Sam stand vor einem großen Swimmingpool. Das Wasser leuchtete Türkis-blau und gab das nötige Licht, obwohl keine Lampen zusehen waren. Etliche Pflanzen zierten die Ränder. Ein kleiner Wasserfall am anderen Ende sorgte für die richtige Atmosphäre. Es roch nicht nach Chlor, sondern nach Wald, Wiese und Strand. Sam atmete tief durch.
Gerade, als er sich ausziehen wollte, nahm er Geräusche aus einem Nebenraum wahr. Neugierig ging er hin und lunzte durch einen Türspalt. Eine junge Frau trainierte Kampfsport.
Mit atemberaubend-professionellen Griffen, Tritten und Würfen rang sie drei Gegner gleichzeitig nieder. Sam war sofort hin und weg. Die junge Frau war in Sams Alter. Lange, blonde Haare zu einem Zopf gedreht. Strahlend-blaue Augen. Traumfigur. Bildschön. Sie bemerkte Sam und winkte ihn freundlich herein.
„Trainingsprogramm, Ende“, sprach sie in den Raum. Die drei Kämpfer verschwanden als ob man ein Licht ausknipst.

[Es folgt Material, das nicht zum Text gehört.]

PR #465, opened 2019-02-19
Davinci proposal for new "start of encounter" hook

lmckenzi:


isaacvetter:
Hey @lmckenzi , overall, looks great!

>Note that there can be multiple 'starts' for the same encounter as each user becomes engaged.  For example, when a scheduled encounter is presented at the beginning of the day for planning purposes, when the patient arrives, when the patient first encounters a clinician, etc.  Hooks may present different information depending on user role and Encounter.status.

Within the shoes of a CDS Client implementer, this description, while informative, is a bit loosey-goosey.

Sie schnappte sich ein Handtuch, wischte sich den Schweiß ab und ging auf Sam zu. „Du musst Sam sein. Ich bin Mia“, reichte sie Sam die Hand. Sam begrüßte sie ganz schüchtern. „Wer bist du?“, fragte Sam neugierig. „Mia…, sagte ich doch gerade“. „Nein…, was machst du hier?“ Sam wurde immer verlegener.
„Ich bin die Hüterin des Hüters“, sagte sie mit einem süßen Lächeln. „Und du bist der Sohn des neuen Hüters, richtig?“ Sam nickte und lächelte schüchtern zurück.
„Außerdem ist er mein Vater.“ Sam schluckte. „Dein Vater? Er ist doch mindestens Hundert.“ Mia warf Sam einen beleidigten Blick zu. Sie schob sich an Sam vorbei zum Pool.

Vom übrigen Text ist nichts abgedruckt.